The Pythagorean school mathematicians were the first to find the essence of natural phenomena in number and in numerical relations. Number for them was the first principle in the explanation of nature and was the matter and form of the Universe. They also reduced the motions of the planets to number relations. They believed that bodies moving in space produce sounds and that the body which moves rapidly gives forth a higher note than the one which moves slowly. Perhaps these ideas were suggested by the sound of an object revolving on the end of a string. According to their astronomy the greater the distance of a planet from the Earth, the more rapidly it moves. Hence, the sounds produced by the planets varied with their distances from the Earth, but this "music of spheres" like all harmony was reduced by them to no more than number rela­tionships and so did the motions of the planets.

In addition, the Pythagoreans attached very interesting interpretations to the individual numbers. The number one they identified with reason, for only reason could produсe a consistent whole; two was identified with opinion; four with justice because it is the first number which is the product of equals (to the Pythagoreans one was not a number in the full sense because unity was opposed to quantity); five signified marriage because it was the union of the first odd and first even number; seven was identified with health, and eight with love and friendship.

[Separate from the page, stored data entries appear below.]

PR #16, opened 2020-10-27
Transfer collaterals

c410-f3r:


valiu-node-commons/src/distribution_strategy.rs
```diff
@@ -0,0 +1,33 @@
...
+    Eq,
+    Ord,
+    PartialEq,
+    PartialOrd,
+    parity_scale_codec::Decode,
+    parity_scale_codec::Encode,
+)]
+pub enum DistributionStrategy {
+    Evenly,
+}
```
c410-f3r, line 17: It is possible to split collaterals by many ways and this is just one of them

olanod: Yeah that's nice! :D that's how I thought it could be done 👍🏽

pallets/liquidity-provider/src/transfer_handlers.rs
```diff
@@ -0,0 +1,164 @@
...
+    }
+    T::Asset::transfer(Asset::Usdv, &from, &to, amount)?;
+    Module::<T>::deposit_event(RawEvent::Transfer(from, to, amount));
+    Ok(())
+}
+
+// Just check if a given set of collateral balances can fulfil the desired amount of USDv by
+// subtracting each asset
+#[inline]
+fn test_transfer_evenly<T>(
```
olanod, line 112: Since we mint USDv 1:1 with the collateral, would it be safe to assume USDv balance is in sync with its collateral, so it would be enough to check at the beginning if I can transfer the USDv then I can transfer the collateral?

olanod (commented):
Nice job! not a trivial thing to implement. Let me know what you think

pallets/liquidity-provider/src/transfer_handlers.rs
c410-f3r: The additional checking is a plus since this function is still necessary to correctly calculate how much each collateral will be subtracted.

PR #17, opened 2020-10-28
Maintenance bits

c410-f3r:
Each commit should be read individually

### DIFF
--- a/pallets/liquidity-provider/src/lib.rs
+++ b/pallets/liquidity-provider/src/lib.rs
@@ -33,7 +33,8 @@ decl_event!(
         AccountId = <T as frame_system::Trait>::AccountId,
         Balance = Balance<T>,
     {
-        Attestation(AccountId, Collateral),
+        Attestation(AccountId, Asset),
+        Mint(AccountId, Collateral),
         Transfer(AccountId, AccountId, Balance),
     }
 );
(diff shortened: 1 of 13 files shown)


pallets/liquidity-provider/src/lib.rs
```diff
@@ -56,26 +57,30 @@ decl_module! {
         #[weight = 0]
         pub fn attest(
```
olanod, line 58: What happens when we attest `USDv`, seems possible but it shouldn't.

pallets/liquidity-provider/src/lib.rs
```diff
@@ -56,26 +57,30 @@ decl_module! {
...
+            asset: Asset,
             balance: Balance<T>
         ) -> dispatch::DispatchResult
         {
             let who = ensure_signed(origin)?;
+            do_attest::<T>(who, asset, balance)
+        }
 
+        #[weight = 0]
+        pub fn mint(
```
olanod, line 69: Still not sure about exposing this as a public dispatchable call, maybe as a private function of the module?

c410-f3r: mint method was removed alongside with mint members

pallets/liquidity-provider/src/lib.rs
```diff
@@ -56,27 +55,21 @@ decl_module! {
...
+            match asset {
+                Asset::Usdv => return Err(crate::Error::<T>::MustNotBeUsdv.into()),
+                Asset::Collateral(collateral) => {
+                    let who = ensure_signed(origin)?;
+                    do_attest::<T>(who.clone(), Asset::Usdv, balance)?;
+                    T::Collateral::deposit(collateral.into(), &who, balance)?;
+                    T::Collateral::reserve(collateral.into(), &who, balance)?;
+                    Self::deposit_event(RawEvent::Attestation(who, collateral.into()));
+                    Ok(())
+                }
```
c410-f3r, line 71: Since every attestation is also a mint, everything that is not a stable collateral will fail

PR #18, opened 2020-10-29
Provide and update a list of offers

c410-f3r:
Depends on #17


olanod (approved):
LGTM. One final thought to keep in mind though, storing rates as `[provider][asset] => {asset, rate}` I guess is easier and cheaper for updating the rates but if later we start doing a lot of querying by asset pair it might be expensive to look up wouldn't it? maybe later we also store rates as `[asset][asset] => {provider, rate}` to query easy by asset?

c410-f3r:
@olanod Changed to [asset][asset]

olanod (approved):

PR #22, opened 2020-11-14
Weights for method calls

c410-f3r:
This PR uses the default Substrate benchmark framework to calculate a upper-bound weight for each public method call.

Weight is a unit of time and every signed extrinsic should have a weight to calculate fees or the average number of transactions for a block. The same necessity is true for unsigned transactions because theoretically anyone could submit infinite number of extrinsics inside a single block for anything that has `#[weight = 0]`.

Please, keep in mind that the current generated weights are based on my machine (Notebook with a i5-7200U processor) but the actual values should be generated from a reference hardware.

```bash
cargo run --release --features runtime-benchmarks -- benchmark --chain testnet_testnet --steps 50 --repeat 20 --pallet pallet_liquidity_provider --extrinsic "*" --wasm-execution=compiled --execution=wasm --output
```

To accomplish the benchmark structure, imports were re-arranged and more tests were included to enhance robustness. 

#### References:

https://substrate.dev/docs/en/knowledgebase/learn-substrate/weight
https://github.com/paritytech/substrate/tree/master/frame/benchmarking

### DIFF
--- a/.github/workflows/check.yml
+++ b/.github/workflows/check.yml
@@ -44,6 +44,4 @@ jobs:
           command: clippy
           args: --all-features -- -D warnings
 
-      - uses: actions-rs/cargo@v1
-        with:
-          command: test
+      - run: ./scripts/checks.sh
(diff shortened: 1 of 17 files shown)


olanod:
Looks good to me, I'll merge now and once mainnet validators are running I'll make sure the weights are updated so it's consistent with the production hardware.

PR #26, opened 2020-12-21
Remove usage of pallet_balances

c410-f3r:


valiu-node-runtime-types/src/lib.rs
```diff
@@ -81,7 +84,7 @@ pub type SignedExtra<R> = (
     CheckEra<R>,
     CheckNonce<R>,
     CheckWeight<R>,
-    ChargeTransactionPayment<R>,
+    DummySignedTransaction<R>,
```
olanod, line 87: Seems like this might not be needed at all, `SignedExtra` trait is implemented for tuples(1-12 elements) where each element implements the trait itself, adding more elements is just adding more checks for the transactions, adding a dummy check probably is the same as having no check at all.

olanod (changes requested):

Issue #30, opened 2020-12-24
Add "Transfer" remote call


olanod:
"Transfer" is the main call we'll be using to transfer USDv and later any other token. Needs to be exposed via RPC.

PR #32, opened 2020-12-24
Add attest and transfer external calls

### LINKED ISSUE #31: Add "Attest" remote call
`Attest` is how USDv is initially minted, a provider "attesting" collateral X automatically creates the same amount of USDv. This needs to be exposed via RPC.

c410-f3r:
Fixes #31 and #30


c410-f3r:
The removal of `ChargeTransactionPayment` from `Extra` broke the default extrinsic serialization/deserialization and it was causing a lot of weird and unknown errors. To workaround this limitation, a manual `Extra` implementation was added for RPC interaction.

valiu-node-rpc/src/liquidity_provider.rs
```diff
@@ -0,0 +1,36 @@
...
+    pub from: <T as System>::AccountId,
+    pub to: <T as System>::AccountId,
+    pub balance: Balance,
+}
+
+#[derive(Clone, Debug, PartialEq, parity_scale_codec::Encode, substrate_subxt::Call)]
+pub struct TransferCall<T: LiquidityProvider> {
+    pub to: <T as System>::AccountId,
+    pub to_amount: Balance,
+    pub ds: DistributionStrategy,
```
olanod, line 35: Let's remove this guy and if it's not set as default already let's make it the default, I prefer to keep the client facing API simpler and besides the distribution strategy is something that would eventually be changed for everyone via governance or based on some preferences of the recipient that for whatever reason doesn't want or can not receive USDv backed by a specific asset.

valiu-node-rpc/src/valiu_extra.rs
```diff
@@ -0,0 +1,179 @@
+use core::{fmt, marker::PhantomData};
```
olanod, line 1: I'm fine with this custom "`Extra`" implementation but would you say the weird unknown errors are bugs in any of the dependencies or something we should add a note and possibly create issues somewhere to track for future reference and hopefully remove this custom implementation some day?

olanod (changes requested):
Thanks for this! very much needed :D just a small change and a some comments

runtime/src/lib.rs
```diff
@@ -398,16 +389,16 @@ impl orml_tokens::Trait for Runtime {
 #[derive(Debug)]
 pub struct OffchainAppCrypto;
 
-impl frame_system::offchain::AppCrypto<MultiSigner, MultiSignature> for OffchainAppCrypto {
-    type GenericPublic = sp_runtime::app_crypto::sr25519::Public;
-    type GenericSignature = sp_runtime::app_crypto::sr25519::Signature;
+impl frame_system::offchain::AppCrypto<AccountId, Signature> for OffchainAppCrypto {
```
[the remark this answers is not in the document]
c410-f3r: The `MultiSignature` enum came from the official template and I removed it because: (1) The pallet runtime (`sr25519`) was working fine while the RPC runtime (`MultiSignature`) was not. (2) It was easier to satisfy all trait constraints of all different runtimes using `sr25519` and (3) We currently don't require different types of signature (`sr25519`, `ed25519` or `ecdsa`).

If desirable, I can try to reintroduce `MultiSignature` in a following PR

valiu-node-rpc/src/liquidity_provider.rs
```diff
@@ -0,0 +1,36 @@
...
+
+#[substrate_subxt::module]
+pub trait LiquidityProvider: System {}
+
+#[derive(Clone, Debug, PartialEq, parity_scale_codec::Encode, substrate_subxt::Call)]
+pub struct AttestCall<T: LiquidityProvider> {
+    pub asset: Asset,
+    pub balance: Balance,
+    pub offer_rates: Vec<OfferRate<Balance>>,
+    pub phantom: PhantomData<T>,
```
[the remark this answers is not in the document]
c410-f3r: Yeah, `substrate_subxt::Call` procedural macro expects a struct with a `T` type, otherwise, it won't work

valiu-node-rpc/src/valiu_extra.rs
c410-f3r: Indeed, this feature should be noted somewhere since Substrate rejects extrinsics sent using the default extra parameters.
I personally don't know how to remove this custom `Extra` without defaulting back to the original type. Maybe there is a Substrate parameter that deals with it but I am not sure.

scripts/valiu-node-rpc-integration-tests.sh
```diff
@@ -1,10 +1,11 @@
 #!/usr/bin/env bash
 
-set -euxo pipefail
+set -uxo pipefail
```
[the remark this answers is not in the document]
c410-f3r: Cool!

runtime/src/lib.rs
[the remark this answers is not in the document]
olanod: I don't have enough knowledge to know if we would like to reintroduce it and what difference would it make for the offchain worker keys. If you see a compelling usage we can create a ticket to be able to track it an later re-introduce it otherwise let's leave it like that.

valiu-node-rpc/src/valiu_extra.rs
olanod: Then if is not to much to ask could file an issue in substrate or the relevant repo and add a `// NOTE: <link>` here for future reference? in a few months it would be forgotten this is a "hack" and just remain there forever as part of the landscape 😜

c410-f3r: Hum... I am sorry for the misunderstanding, Substrate is not the one to blame here because it is only trying to de-serialize what was defined in the runtime. The truth is: `DefaultExtra` of `substrate-subxt` contains `TransactionPayment` but our runtime doesn't expect it because `pallet-balance` was  removed, thus the need to define our own `ValiuExtra` to successfully send extrinsics. It is more like a feature then a "hack".

To remove some burden on our side, I will try to re-export all these duplicated `Extra` types ìn `substrate-subxt`.

olanod: Ok now I get it! 👍🏽 and sure feel free to make it look prettier :)

c410-f3r:
@olanod Can you merge this PR? The `substrate-subxt` changes will take some time until the Parity guys deploy a new version.

c410-f3r:
Thanks!

PR #35, opened 2020-12-25
Add workflow badges

stanly-johnson:
Add workflow status badges to README [Preview](https://github.com/stanly-johnson/vln-node/blob/build-badge/README.md)


olanod:
We'll check why the test fails but thanks for the addition!

PR #36, opened 2020-12-25
remove properties from chainspec

stanly-johnson:
fix: since balances pallet has been removed(#26), setting properties in chainSpec does not serve a purpose anymore

### DIFF
--- a/node/src/chain_spec.rs
+++ b/node/src/chain_spec.rs
@@ -2,7 +2,6 @@ pub(crate) mod dev;
 pub(crate) mod local_testnet;
 pub(crate) mod testnet_testnet;
 
-use serde_json::Map;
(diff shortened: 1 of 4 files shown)


node/src/chain_spec.rs
```diff
@@ -2,7 +2,6 @@ pub(crate) mod dev;
 pub(crate) mod local_testnet;
 pub(crate) mod testnet_testnet;
 
-use sc_service::Properties;
 use serde_json::Map;
```
olanod, line 5: Check the unused import :)

olanod (changes requested):

node/src/chain_spec.rs
stanly-johnson: fixed

PR #1625, opened 2024-05-07
Removal of hidden label and duplication of title. Amended hint text

ellie-l-newell:

## Checklist

- [ ] Build passing.
- [ ] RELEASE NOTES ADDED.


app/views/businessactivities/BusinessEmployeesAMLSSupervisionView.scala.html
```diff
@@ -56,9 +54,7 @@
                 inputmode = Some("numeric"),
                 classes = "govuk-!-width-one-quarter",
                 label = Label(
-                    isPageHeading = false,
-                    content = Text(messages("businessactivities.employees.amls.supervision.title")),
-                    classes = "govuk-visually-hidden"
+                    isPageHeading = false
```
lewishay, line 57: This doesn't quite achieve the markup we want. Instead of having an empty label the idea would be to have the h1 as the label, and inside of the form group - so move the heading content into here and set this boolean to true. You may also need a specific class here too to make it look like a heading. Same applies for the other page in this PR. If unsure inspect the HTML in the browser when loading the page locally and compare with the HTML a similar example on the design system: https://design-system.service.gov.uk/components/text-input/

lewishay (changes requested):

app/views/businessactivities/BusinessEmployeesAMLSSupervisionView.scala.html
ellie-l-newell: Made the changes for this and other page in PR

lewishay (approved):
Approved, awaiting clear pipeline before merge

PR #1626, opened 2024-05-07
DDCYLS-5047 adding logging in double decryption functions

dips7189:


app/services/cache/CacheOps.scala
```diff
@@ -49,6 +50,7 @@ trait CacheOps {
   def catchDoubleEncryption[T](cache: Cache, key: String)(implicit reads: Reads[T], c: Encrypter with Decrypter): Option[T] = {
     Try(decryptValue[T](cache, key)(reads, c)) match {
       case Failure(_: JsResultException) =>
+        logger.info(s"performing double decryption")
```
lewishay, line 53: As mentioned on Slack our root logger level in Production is set to `warn` so the added statements need to be warn or higher

lewishay (changes requested):

lewishay (approved):

PR #1681, opened 2024-08-01
DDCYLS-4657 - Validation of passport number does not allow spaces

Liam-Macarthur:
Trim and removal of white space in passport number validation.

### DIFF
--- a/app/forms/responsiblepeople/PersonNonUKPassportFormProvider.scala
+++ b/app/forms/responsiblepeople/PersonNonUKPassportFormProvider.scala
@@ -36,7 +36,9 @@ class PersonNonUKPassportFormProvider @Inject()() extends Mappings {
       booleanFieldName -> boolean(emptyError, emptyError),
       "nonUKPassportNumber" -> mandatoryIfTrue(
         booleanFieldName,
-        text(s"$emptyError.number").verifying(
+        text(s"$emptyError.number")
+          .transform[String](_.replace(" ", "").trim, x => x)
+          .verifying(
           firstError(
             maxLength(length, "error.invalid.non.uk.passport.number.length.40"),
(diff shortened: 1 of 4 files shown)


app/forms/responsiblepeople/PersonNonUKPassportFormProvider.scala
```diff
@@ -36,7 +36,9 @@ class PersonNonUKPassportFormProvider @Inject()() extends Mappings {
       booleanFieldName -> boolean(emptyError, emptyError),
       "nonUKPassportNumber" -> mandatoryIfTrue(
         booleanFieldName,
-        text(s"$emptyError.number").verifying(
+        text(s"$emptyError.number")
+          .transform[String](_.replace(" ", "").trim, x => x)
```
jpatton638, line 40: There is a function that has just gone in to main that would be very handy for this:

https://github.com/hmrc/amls-frontend/blob/main/app/forms/mappings/Mappings.scala#L53

If you could rebase and use this function that would be great!

app/forms/responsiblepeople/PersonUKPassportFormProvider.scala
```diff
@@ -38,13 +38,15 @@ class PersonUKPassportFormProvider @Inject()() extends Mappings {
       booleanFieldName -> boolean(booleanError, booleanError),
       "ukPassportNumber" -> mandatoryIfTrue(
         booleanFieldName,
-        text(s"$booleanError.number").verifying(
-          firstError(
-            maxLength(length, lengthError),
-            minLength(length, lengthError),
-            regexp(regex, "error.invalid.uk.passport")
+        text(s"$booleanError.number")
+          .transform[String](_.replace(" ", "").trim, x => x)
```
jpatton638, line 42: As above

PR #1688, opened 2024-08-06
DDCYLS-5562 - differentiate between registration and renewal journey for bacs confirmation screen

lewis-nicholls:
As part of the AMLS registration and renewal journeys, the shared bacs confirmation screen now differentiates between the journey, displaying a new panel heading and text for the link to return to the dashboard.


VJWatson (approved):
only thing i can see is adding a space after the word ok on line 47 , but i don't believe it would break anything

dnyuar (approved):
Approved

PR #1787, opened 2026-07-15
DDCYLS-8730  AMLS Euros to Pounds PR016402-REQ021942 - UPDATE NOTIFICATION BANNER STYLING

Antony100:


VJWatson (approved):

app/views/renewal/PercentageView.scala.html
```diff
@@ -47,7 +47,7 @@
 
     @errorSummary(form, Some(Map("percentage" -> PercentageOfCashPaymentOver15000.all.head.toString)))
```
VJWatson, line 48: are these ones on all the time? Dont they all need to be in an If?

Antony100: Yes, if I have understood correctly. These are part of the renewal journey, in the Mural the instruction says: The banners should only appear on the renewal & change versions of the pages, not in the application journey

PR #557, opened 2014-12-17
Standalone Mongo Orchestration

estolfo:
A first stab at making a Mongo Orchestration standalone resource available in our tests.

### DIFF
--- a/spec/spec_helper.rb
+++ b/spec/spec_helper.rb
@@ -90,15 +90,27 @@ def failing_delete_doc
                            { que: { field: 'test' } }
 end
 
-# Inititializes a basic scanned client to do an ismaster check.
+# Initializes a basic scanned client to do an ismaster check.
 #
 # @since 2.0.0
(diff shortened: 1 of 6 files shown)


spec/spec_helper.rb
```diff
@@ -89,12 +90,28 @@ def failing_delete_doc
...
+# Initializes a basic scanned client to do an ismaster check.
 #
 # @since 2.0.0
 def initialize_scanned_client!
   Mongo::Client.new([ '127.0.0.1:27017' ], database: TEST_DB)
 end
 
+def initialize_mo_standalone!(path = nil)
+  @standalone ||= MongoOrchestration.get(:standalone, path: path)
+end
```
estolfo: @durran What do you think about the fact that I only allow one @standalone instance? The way this is written, if you call #initialize_mo_standalone! more than once, it gives you the existing @standalone instance back if one exists. It doesn't check to see if the paths are identical.

PR #560, opened 2015-01-04
Add method to update MongoReplicaSetClient list of seeds

ebroder:
This is somewhat speculative, but would solve a problem we've recently run into. I'm happy to do polish work or cleanup as desired if the interface is viable.

This is useful when you know that the list of seeds on the connectionis no longer valid - for instance, if the old list of seeds were IP addresses referring to instances that have been rebuilt or decommissioned. Without some option like this, if all connections are closed (due to, e.g., a stepdown), the MongoDB client will attempt to connect to the old, decommissioned nodes, delaying recovery.

### DIFF
--- a/lib/mongo/mongo_replica_set_client.rb
+++ b/lib/mongo/mongo_replica_set_client.rb
@@ -176,6 +176,21 @@ module Mongo
       setup(opts.dup)
     end
 
+    # Replace the list of nodes to use as seeds in the event of a lost connection
+    #
+    # @param [Array<String>] new seeds
+    #
+    # @raise [MongoArgumentError] This is raised if the list of seeds is empty
+    def update_seeds!(seeds)
+      if seeds.length.zero?
+        raise MongoArgumentError, "Updating seeds requires at least one seed node."
+      end
+
+      @seeds = Support.normalize_seeds(seeds).freeze
+      connect(true)
+      nil
+    end
+
     def valid_opts
       super + REPL_SET_OPTS - CLIENT_ONLY_OPTS
     end


estolfo:
Hi @ebroder 
Thanks for suggesting this but I think we are going to turn down the PR.
Updating the seed list is not thread safe; this would cause problems if the client is in the midst of rediscovery when the user calls #update_seeds!

I would recommend creating a new client instead if you know your seed list has changed.

ebroder:
Thanks for the feedback! That said, I'm not entirely sure I understand why it wouldn't be threadsafe - shouldn't both assignment to `@seeds` and access to `@seeds` (in the handful of places that happens) be atomic?

In any case, if you'd prefer being explicit, it seems easy enough and harmless to grab `@connect_mutex` for the assignment call (given the relative infrequency of expected calls to `update_seeds!`, it doesn't seem like it will create a lot of contention).

The specific reason I'm interested in this API has to do with efficiency of handling seed list changes. In particular, given an existing, established connection, it's much more efficient to modify the existing seed list than it is to throw out the connection, create a new one, and go through the handshake process again.

behackett:
The driver should only use the seed list to initially discover one available replica set member. From that point on it should use the hosts/passives/arbiters lists returned by an ismaster call. The seed list changing shouldn't matter to a live client since any changes to the replset config in the cluster should be detected by the client during periodic monitoring (subsequent calls to ismaster).

estolfo:
This wouldn't be threadsafe because in a multi-threaded environment, one thread could be reading from the seed list while the user calls #update_seeds! You would end up with errors similar to these:

https://jira.mongodb.org/browse/RUBY-578
https://jira.mongodb.org/browse/RUBY-736

I understand that it's more efficient to reuse the same client but changes to the seed list and refreshes are usually infrequent. 

@behackett We have corrected this behavior in implementing SDAM in driver 2.0.

estolfo:
Hi again @ebroder 

I wanted to follow up with you again on this. You mentioned that this was speculative but I was wondering if you saw a measurable delay when the reconnecting?

If we look at the code, the pool manager doesn't necessarily go back to the original list of seeds provided by the user. When reconnecting, the pool manager updates the list of seeds here 

https://github.com/mongodb/mongo-ruby-driver/blob/1.x-stable/lib/mongo/connection/pool_manager.rb#L73

The method, #discovered_seeds gets a list of host-port pairs from the servers to which it had a successful connection.

https://github.com/mongodb/mongo-ruby-driver/blob/1.x-stable/lib/mongo/connection/pool_manager.rb#L276-L278

Can you tell me if you're seeing a significant delay when connections are closed and the client reconnects? If so, this might be indicative of another issue. I'm going to close this PR but encourage you to open a JIRA ticket under the RUBY project if you believe there is a bug or improvement needed in the driver.

https://jira.mongodb.org/browse/RUBY

Thanks

PR #571, opened 2015-01-23
RUBY-846: Rename first to not conflict with Enumerable

durran:
Part of the changes for ongoing Mongoid integration.


arthurnn:
:+1:

PR #573, opened 2015-01-23
Fix client instantiation in readme

kyzh:
I'm not sure why, so I might be wrong when reporting this as an issue.

Using `client = Mongo::Client.new`
Gives the following error `NameError: uninitialized constant Mongo::Client`

The documentation seems to indicate `Class: Mongo::MongoClient`
[Documentation source](http://api.mongodb.org/ruby/current/Mongo/MongoClient.html)

### DIFF
--- a/README.md
+++ b/README.md
@@ -39,7 +39,7 @@ Here is a quick example of basic usage for the Ruby driver:
 require 'mongo'
 
 # connecting to the database
-client = Mongo::Client.new # defaults to localhost:27017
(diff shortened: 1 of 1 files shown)


arthurnn:
`Mongo::Client.new` should be valid. you are probably using a old version of the driver. 
That said, the docs are right.

durran:
You are reading the README for the master branch, which is the upcoming 2.0.0 release... Switch to the 1.x-stable branch for a README for what is currently released.

PR #574, opened 2015-01-30
RUBY-846: Mongoid Integration/Monitor Refactor (WIP)

durran:


arthurnn:
Just a heads-up .. weak-ref dont work on 1.9.3 , there are A LOT of bugs around it, so if we wanna use weak-ref we need to set ruby version to 2.0.0+

durran:
I removed all weak refs, was just a short experiment.

PR #575, opened 2015-02-03
RUBY-853 Use moving average round trip time

estolfo:
..as per server selection spec


lib/mongo/server/monitor.rb
```diff
@@ -128,8 +134,16 @@ def stop!
 
       private
 
-      def calculate_round_trip_time(start)
-        Time.now - start
+      def average_round_trip_time(start)
```
estolfo: No, I didn't think that through. How many would be appropriate to keep around?

PR #579, opened 2015-02-17
RUBY-854 Scan cluster if no server is found

estolfo:
- why was there a todo to test for compact on this line?


durran:
Looks good, travis failure was non-related.

PR #581, opened 2015-03-04
Monstrous Bulk write refactor

estolfo:


durran:
Net 730 less lines of code? Woo hoo! :+1:

estolfo:
I know, right?
There's even more deletion to come \o/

All the even numbers were regarded as feminine, the odd numbers as masculine. From these associations it followed that the even numbers represented evil and the odd, good. The trouble with the even numbers was that they permitted bisection into more and,more even numbers as 2 into 1 and 1; 4 into 2 and 2; 8 into 4 and 4 and so on. The process of continued bisection suggested the infinite, a horrible thought to the Greeks who preferred the definite and limited. The odd numbers, on the other hand, prevented the even number from going to pieces. A number was perfect if it equalled the sum of its divisors, as 6 = 1 + 2 + 3. Two numbers were "friendly" if each was the sum of the divisors of the other. The ideal number was 10 because for one thing it was the sum of integers 1, 2,3 and 4. And because 10 was ideal, the moving bodies in the heavens must be ten in number. This ideality of 10 also required that every object in the Universe should be described in terms of 10 pairs of categories such as odd and even, bounded and unbounded, right and left, one and many, male and female, good and evil.

This philosophy is to a large extent unscientific and useless.

Nevertheless, the major thesis of the Pythagoreans, namely, that nature should be interpreted in terms of number and number relations, that number is the essence of reality, dominates modern science. This thesis was revived and perfected in the work of Copernicus, Kepler, Galileo, Newton and their successors and is represented today by the doctrine that nature must be studied quantitatively. These scientists adopted several other Pythagorean beliefs, namely, that the Universe is ordered by perfect math laws and their efforts in deducing these laws are to be credited with great success.